Now, apart from the reaction to wrong, which takes actual form by punishment, there is a finer and subtler mode of reaction known as criticism or judgment. To have lost the power to wound, our capacity to criticise and judge must have undergone the same change as the social custom of punishing crime is gradually undergoing. Our very way of looking at things must change. To students of Theosophy this should be easier than to those ignorant of the Ancient Wisdom. We, who know that the personal life is an illusion and that this whole existence is simply Maya, created by Nature in order to evolve the true self, should not find it hard to see that the tendency to wound, whether it be by thought, or word, or deed, is one of the deceptions practiced upon us by external nature, prior to the
awakening of our true selves. It is she who makes us resent wrong and repel the wrongdoer. Our True Self knows no resentment and is free from repulsion. In days to come it will be as uncommon to criticise a spiritual failing as it is today to criticise a physical one. Even at the present time, well-brought-up children would not laugh at a blind man, or at a lame one, nor would they make fun of the deaf and dumb; and yet, does it ever occur to us that, whatever the misbehavior, crime or vice of a fellowman may be, if it awakens in us any other feeling than love and pity it is because we are not yet well-brought-up children on the plane of spirit. When the Sixth Root Race arrives there will probably be hospitals for criminals and nursing homes for vicious people, and they will all be treated with the same loving care as we now treat those who are sick in body.

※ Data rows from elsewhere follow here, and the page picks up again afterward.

PR #453, opened 2022-05-15
Allow using CUDA_HOME setting in xla_custom_call_marker build

yf225:
This PR allows user to specify their CUDA install location for xla_custom_call_marker build.


zhuohan123 (approved):
LGTM

Issue #439, opened 2022-05-09
[RFC] A Data Structure for Whole Parallelization Plan


merrymercy:
# Background
Alpa does not have a single data structure to store the whole parallelization plan for a model. The parallelization plan is stored messily across multiple places. Currently, the most similar one is this part of code.
https://github.com/alpa-projects/alpa/blob/3416c2c0ced6f222425867952f355fd514ac1207/benchmark/alpa/suite_auto_gpt.py#L58-L61
This part stores the pipeline stage construction results (i.e., layer-to-stage mapping and mesh shapes) got by the previous search, which can be loaded for future use. However, these informations are not organized in a clean data structure. In addition, some key components such as sharding specs of weight tensors are missing.

# A Data Structure for Whole Parallelization Plan
The major use cases of this data structure include model initialization, model save/load, and strategy serialization. To serve these cases, we need to store the pipeline strategy for the whole model and the sharding strategy for each pipeline stage. This RFC proposes a draft design.

```python
class ParallelPlan:
    pipeline_plan: PipelinePlan
    stage_plans: Sequence[StagePlan]
    weight_placement: Dict[str, TensorPlacement]
    input_placement: Dict[str, TensorPlacement]  # used for the data loader

class PipelinePlan:
    forward_stage_layer_ids
    sub_physical_mesh_shapes
    sub_logical_mesh_shapes
    submesh_autosharding_option_dicts
    layer_construction_options
    micro_batch_size

class StagePlan:
    auto_sharding_solution_vector

class TensorPlacement:
    mesh_ids: Sequence[int]  # A tensor can be replicated on multiple stages
    sharding_specs: Sequence[ShardingSpec]
```

# API design
This data structure can be used for the following cases.

## Model Initialization
Use abstract values to get a parallel plan and initialize models according to the plan. Note that this breaks our one-line parallelization API.
```python
state_aval = return_aval(create_train_state)()
batch_aval = create_batch_aval()
plan = train_step.get_parallel_plan(state_aval, batch_aval)

state = alpa.parallelize(create_train_state, method=plan)()
for batch in data_loader:
    state = train_step(state, batch)
```
Question: when and how to launch physical device meshes.

## Strategy Serialization
We can save the parallelization plans to a file for future usages. The file stores a  
`List[Tuple(train_step_hash, cluster_info, parallel_plan, peak_memory, latency)]`, where `train_step_hash = hash(train_step.jaxpr)`.  
[...]

PR #454, opened 2022-05-15
Add support for in-place initialization of weights on worker

yf225:
This is probably a short-term approach.

### DIFF
--- a/alpa/device_mesh.py
+++ b/alpa/device_mesh.py
@@ -8,7 +8,7 @@ from operator import attrgetter
 import os
 import re
 import time
-from typing import Any, List, Union, Sequence, Tuple, Optional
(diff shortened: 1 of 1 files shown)


alpa/device_mesh.py
```diff
@@ -1122,7 +1152,7 @@ def get_remote_buffers(self,
 
     def delete_remote_buffers(self, buf_refs: List["RemoteBufferRef"]):
         """Delete remote buffers."""
-        if self.workers is None or not ray.is_initialized():
+        if self.workers is None or ray.is_initialized is None or not ray.is_initialized():
```
yf225, line 1155: Without this, it complains `ray` is None during `delete_remote_buffers` phase.

merrymercy:
Yes. This is probably a short-term plan. I will work on a more principal approach following https://github.com/alpa-projects/alpa/issues/439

It is to prepare us for this stage that "Light on the Path" has been given to us. "Before the voice can speak in the presence of the Masters it must have lost the power to wound." To realize
this rule in its fulness means to be free from the tyranny of Nature, and, instead of being unconscious instruments in her hands to chastise and to give pain, we become teachers and helpers and healers, and exercise mercy instead of judgment.
Every time we are called upon to act, we are faced by our trial, and it depends upon our attitude whether the doors to further progress shall be opened to us.
The first of the vestures we have to lay down at the entrance to the temple is that innate tendency to judge and to criticise, because it is a loveless proclivity of the old Adam, and within the temple there is no room for that which is loveless. Therefore the great Masters of the Inner Wisdom warned us that before our voice can be raised in their presence it must have lost the power to wound. As long as it wounds, man cannot teach, neither can he help. Those who wish to become helpers of the race must not be instruments of judgment, and that is why the old Rabbi, the teacher of the Kabala, prayed every morning immediately
after rising, "Heavenly Father, may I during this day and until I again close my eyes in sleep, not be made the instrument of judgment against any brother or sister of mine."